§ **Problem to solve**
Determine how many lines in the data below contain "home" and write only that number.

Start of Data for this exercise

Issue #5526, opened 2024-11-30
Possible fixes for linker issues


Thirumalai-Shaktivel:
We need to support the following options how to link:
* gcc
* clang
* msvc
* LLVM lld (linked with LFortran)

We need to make it configurable, allow the user to tell LFortran how he wants the linking to be done, and where the linker.

I recommend not doing `which`, but rather just calling `gcc` or `clang` from PATH. The user is responsible for putting it there. But we can then tell lfortran where it is via environment variables and/or command line options.

For the most smooth experience, let's get the `lld` working --- it's an extra dependency and it does make our lfortran binary quite large (last time I tried I think it was something like extra 50MB), but it would remove the dependency on an external linker, which would fix all these issues. For now let's make the `lld` optional, that way we can enable it at godbolt and other places where the extra 50MB is not a big deal.

_Originally posted by @certik in https://github.com/lfortran/lfortran/issues/4764#issuecomment-2508050473_

Thirumalai-Shaktivel:
Also, see: https://github.com/lfortran/lfortran/pull/5527#issuecomment-2515693269

PR #5527, opened 2024-11-30
fix: Add a new option --linker-path

Thirumalai-Shaktivel:
Now, the user has two option to specify linker path:
- create an environment variable LFORTRAN_CC with the path
  to the linker, gcc or clang
- pass an option `--linker-path` with the path

Towards: https://github.com/lfortran/lfortran/issues/5526

### DIFF
--- a/src/bin/lfortran.cpp
+++ b/src/bin/lfortran.cpp
@@ -1741,11 +1741,15 @@ int link_executable(const std::vector<std::string> &infiles,
             } else if (char *env_CC = std::getenv("LFORTRAN_CC")) {
                  CC = env_CC;
             } else {
+#ifdef __clang__
+                CC = "clang";
+#else
                 std::cerr << "Error: linker not specified, "
                     "use --linker-path=<CC> or create an environment variable "
                     "`export LFORTRAN_CC=<CC>`, where CC is path to "
                     "clang or gcc ";
                 return 1;
+#endif
             }
 
             if (compiler_options.target != "" &&
--- a/src/bin/lfortran.cpp
+++ b/src/bin/lfortran.cpp
@@ -1741,8 +1741,10 @@ int link_executable(const std::vector<std::string> &infiles,
             } else if (char *env_CC = std::getenv("LFORTRAN_CC")) {
                  CC = env_CC;
             } else {
-#ifdef __clang__
+#if defined(__clang__)
                 CC = "clang";
+#elif defined(__GNUC__)
+                CC = "gcc";
 #else
                 std::cerr << "Error: linker not specified, "
                     "use --linker-path=<CC> or create an environment variable "
@@ -2715,7 +2717,7 @@ int main_app(int argc, char *argv[]) {
         err_ = err;
         if (!err) object_files.push_back(tmp_o);
     }
-    if (object_files.size() == 0) { 
+    if (object_files.size() == 0) {
         return err_;
     } else {
         return err_ + link_executable(object_files, outfile, runtime_library_dir, backend, static_link, shared_link,
--- a/src/bin/lfortran.cpp
+++ b/src/bin/lfortran.cpp
@@ -1736,6 +1736,12 @@ int link_executable(const std::vector<std::string> &infiles,
             std::string options;
             std::string runtime_lib = "lfortran_runtime";
 
+std::cout << system("which clang");
+#ifndef __clang__
+#define __clang__ 0
+#endif
+std::cout << __clang__ << ": __clang__\n";
+std::cout << __GNUC__ << ": __GNUC__\n";
             if (!linker_path.empty()) {
                 CC = linker_path;
             } else if (char *env_CC = std::getenv("LFORTRAN_CC")) {
--- a/src/bin/lfortran.cpp
+++ b/src/bin/lfortran.cpp
@@ -1736,28 +1736,20 @@ int link_executable(const std::vector<std::string> &infiles,
             std::string options;
             std::string runtime_lib = "lfortran_runtime";
 
-std::cout << system("which clang");
-#ifndef __clang__
-#define __clang__ 0
-#endif
-std::cout << __clang__ << ": __clang__\n";
-std::cout << __GNUC__ << ": __GNUC__\n";
             if (!linker_path.empty()) {
                 CC = linker_path;
             } else if (char *env_CC = std::getenv("LFORTRAN_CC")) {
                  CC = env_CC;
             } else {
-#if defined(__clang__)
-                CC = "clang";
-#elif defined(__GNUC__)
-                CC = "gcc";
-#else
-                std::cerr << "Error: linker not specified, "
-                    "use --linker-path=<CC> or create an environment variable "
-                    "`export LFORTRAN_CC=<CC>`, where CC is path to "
-                    "clang or gcc ";
-                return 1;
-#endif
+                if (std::ifstream c_path{"/usr/bin/clang"}) {
+                    CC = "clang";
+                } else {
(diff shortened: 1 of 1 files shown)


src/bin/lfortran.cpp
```diff
@@ -1731,21 +1731,30 @@ int link_executable(const std::vector<std::string> &infiles,
...
 
-            if (link_with_gcc) {
-                CC = "gcc";
+            char *env_CC = std::getenv("LFORTRAN_CC");
+            if (env_CC) {
+                 CC = env_CC;
+            } else if (!linker_path.empty()) {
+                CC = linker_path;
             } else {
+#ifdef __clang__
```
Thirumalai-Shaktivel, line 1745: Is it fine to use this macro?

Thirumalai-Shaktivel:
I think we need to use environment variable on Linux

src/bin/lfortran.cpp
```diff
@@ -1731,21 +1731,37 @@ int link_executable(const std::vector<std::string> &infiles,
...
                 CC = "clang";
+#elif defined(__GNUC__)
+                CC = "gcc";
+#else
+                std::cerr << "Error: linker not specified, "
+                    "use --linker-path=<CC> or create an environment variable "
+                    "`export LFORTRAN_CC=<CC>`, where CC is path to "
+                    "clang or gcc ";
+                return 1;
+#endif
```
Thirumalai-Shaktivel, line 1760: Or we can also do the following:
```suggestion
                if (std::ifstream c_path{"/usr/bin/clang"}) {
                    CC = "clang";
                } else {
                    std::cerr << "Error: linker not specified, "
                        "use --linker-path=<CC> or create an environment variable "
                        "`export LFORTRAN_CC=<CC>`, where CC is path to "
                        "clang or gcc ";
                    return 1;
                }
```

src/bin/lfortran.cpp
```diff
@@ -1731,21 +1731,37 @@ int link_executable(const std::vector<std::string> &infiles,
...
+std::cout << __GNUC__ << ": __GNUC__\n";
+            if (!linker_path.empty()) {
+                CC = linker_path;
+            } else if (char *env_CC = std::getenv("LFORTRAN_CC")) {
+                 CC = env_CC;
             } else {
+#if defined(__clang__)
                 CC = "clang";
+#elif defined(__GNUC__)
+                CC = "gcc";
```
Thirumalai-Shaktivel, line 1753:
```suggestion
```

Let's not use `gcc` as a default linker

src/bin/lfortran.cpp
```diff
@@ -1731,21 +1731,29 @@ int link_executable(const std::vector<std::string> &infiles,
...
-            if (link_with_gcc) {
-                CC = "gcc";
+            if (!linker_path.empty()) {
+                CC = linker_path;
+            } else if (char *env_CC = std::getenv("LFORTRAN_CC")) {
+                 CC = env_CC;
             } else {
-                CC = "clang";
+                if (std::ifstream c_path{"/usr/bin/clang"}) {
+                    CC = "clang";
```
Thirumalai-Shaktivel, line 1745: This is using the default clang path. If it is not available in the path, the user can specify it using --link-path=<path>

src/bin/lfortran.cpp
Thirumalai-Shaktivel: See: https://github.com/lfortran/lfortran/pull/5527#issuecomment-2508932555

Thirumalai-Shaktivel:
The CI is green.

src/bin/lfortran.cpp
certik: The problem is that if it is available, it will be used, but we are now touching filesystem for every linker invocation, slowing things down.

certik (commented):
How is MSVC linker handled?

How can you easily select gcc vs clang? Or do you need to provide full path to them?

Thirumalai-Shaktivel:
> How is MSVC linker handled?

I don't have Windows machine, right now, to test it. Maybe someone with Windows machine could help here.
According to this patch, I think it's using `clang`

> How can you easily select gcc vs clang?

The user can specify `--linker-path=gcc<or>clang` to switch between the compilers. Or one can also use the env variable, `export LFORTRAN_CC=gcc`.

--linker-path has higher priority to choose the compiler.
> do you need to provide full path to them?

I think it's not required, if it is available in the path. If it says `clang not found`, then user should make sure to give the correct path to the compiler, right?

Thirumalai-Shaktivel:
I'm confused about the requirements for this PR.

1. The user specify the compiler to choose:
    - Should we check the availability of the compiler and report the user if not available 
    - Should we get the full path of the linker compiler?
2. What needs to be used by default?
3. If we not use default, should the user or developer use `--linker-path=<>` or `LFORTRAN_CC` be set every time?

certik:
I see, I was confused by the name `--linker-path` that you need to provide a full path. Let's just call it `--linker`. There is another problem --- each linker has different command line handling, so LFortran needs to know the type. On Windows use use the MSVC `link`.

I recommend the following:
* `--linker=clang/gcc/msvc/lld` specifies the type of the linker, so that LFortran knows.
* `--linker-path` can provide optional full path to the linker executable, otherwise just the one from path is used
* We do not check if it is available (wastes time), we simply call it with the options we understand about the linker (for example for `msvc` we use the `msvc` options, and if the user supplied clang instead, it will fail). We check the exit code, if it failed, we exit. That's it.
* The default should be `msvc` on Windows, `clang` on macOS and freeBSD and either `clang` or `gcc` on Linux (not sure which compiler is the more common default system compiler, likely `gcc`, so let's use `gcc` on Linux).

By default things should just work on all platforms with no extra options. Sometimes the user might use `--linker` to select a different linker (say `clang` on Linux from the default `gcc`).

Regarding `LFORTRAN_CC`, we should also support it, but we need to somehow tell LFortran what linker it is. So how about `LFORTRAN_LINKER` and `LFORTRAN_LINKER_PATH` which would be equivalent to `--linker` and `--linker-path`?

certik:
P.S. You pushed this branch upstream instead of your fork. Do you want to move it to your fork?

Thirumalai-Shaktivel:
Yes, sorry about that.
I will move it to my fork. 

I think I need to close this PR and create a new PR. I will push it with the required changes soon.

certik:
Post a link here for the new PR.

Thirumalai-Shaktivel:
> * We cannot use gcc as a default linker, as we get the following error while compiling third party application, see: [lfortran/lfortran/actions/runs/12095481717/job/33728713390?pr=5527](https://github.com/lfortran/lfortran/actions/runs/12095481717/job/33728713390?pr=5527)
>   ```
>   /home/runner/micromamba/envs/lf/bin/../lib/gcc/x86_64-conda-linux-gnu/14.2.0/../../../../x86_64-conda-linux-gnu/bin/ld: /home/runner/work/lfortran/lfortran/src/bin/../runtime/liblfortran_runtime.so: undefined reference to `logf@GLIBC_2.27'
>   /home/runner/micromamba/envs/lf/bin/../lib/gcc/x86_64-conda-linux-gnu/14.2.0/../../../../x86_64-conda-linux-gnu/bin/ld: /home/runner/work/lfortran/lfortran/src/bin/../runtime/liblfortran_runtime.so: undefined reference to `exp@GLIBC_2.29'
>   ```

Using gcc to be default has some problem. First I will try to make the required changes, create a PR and apply the changes based on the CI's response.

Thirumalai-Shaktivel:
Continued here: https://github.com/lfortran/lfortran/pull/5605

PR #5530, opened 2024-11-30
Add `--realloc-lhs` to tests which need allocation of user defined variables by LFortran

czgdp1807:


src/libasr/pass/simplifier.cpp
```diff
@@ -1298,7 +1298,7 @@ class ReplaceExprWithTemporary: public ASR::BaseExprReplacer<ReplaceExprWithTemp
             ASR::expr_t* target = target_info.first; targetType target_Type = target_info.second; \
             if( ASRUtils::is_allocatable(ASRUtils::expr_type(target)) && \
                 target_Type == targetType::OriginalTarget && \
-                realloc_lhs ) { \
+                (realloc_lhs || ASR::is_a<ASR::IntrinsicArrayFunction_t>(*(*current_expr))) ) { \
```
czgdp1807, line 1301: Why we always need to allocate for target if there is `IntrinsicArrayFunction` on RHS? Following are the reasons,

1. GFortran does it always irrespective of whether you provide `-fno-realloc-lhs`. You provide this flag in `arrays_44`. GFortran will give correct result. However if you remove the call to `pack` and do `x_tmp = x(j1, :)`. Then it will segfault if you provide `-fno-realloc-lhs`. Otherwise it will work. This shows that GFortran always reallocates for `IntrinsicArrayFunction` and not for any other expression.
2. LFortran without simplifier pass also does the same. That's why `arrays_44` works without `--experimental-simplifier`.

So, IMO this change is harmless and is compatible with GFortran and LFortran without simplifier pass.

czgdp1807 (commented):
Explained the change below.

czgdp1807:
All tests pass. 

P.S. We should have an option to test for `--experimental-simplifier --fast` but `--fast` shouldn't be enabled alone. `arrays_44` doesn't work with `--fast` on CI but it might work with `--experimental-simplifier --fast` on CI. However both cases work for me locally. So need to be tested only on CI.

src/libasr/pass/simplifier.cpp
certik: It's unprincipled though --- the code in question is:
```
integer, allocatable :: x_tmp(:)

do j1 = 1, size(x, 1)
    x_tmp = pack(x(j1, :), mask(j1, :))
end do
res = sum(x_tmp)
```
Here we should give an error message in Debug mode when this is used without `--realloc-lhs`. So the test should be modified to pass "realloc-lhs" to both gfortran and lfortran.

So let's modify the test to pass realloc-lhs, then things should work. For performance reasons, we do not want to allocate automatically, let the user do it.

@czgdp1807 what do you think?

czgdp1807: Makes sense. GFortran enables `—realloc-lhs` by default. So it automatically allocates every time. Very opaque behaviour. We can add EXTRA_ARGS to the tests for LFortran.

czgdp1807: However, I am bit surprised that LFortran used to do auto-allocation of user defined variables before. Anyways, discovered and fixed now.

Issue #5890, opened 2025-01-02
Compile time evaluation got slower


certik:
Using the benchmark from: https://lfortran.org/blog/2024/06/lfortran-the-fastest-open-source-compiler-in-compile-time-evaluation-of-an-array-benchmark/, we are now slower than GFortran for N = 65535.
```
$ time lfortran a.f90 -o a.out
lfortran a.f90 -o a.out  0.84s user 0.07s system 102% cpu 0.884 total
$ time gfortran a.f90 -o a.out
gfortran a.f90 -o a.out  0.48s user 0.05s system 98% cpu 0.539 total
```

End of Data for this exercise

§ **Your response**
2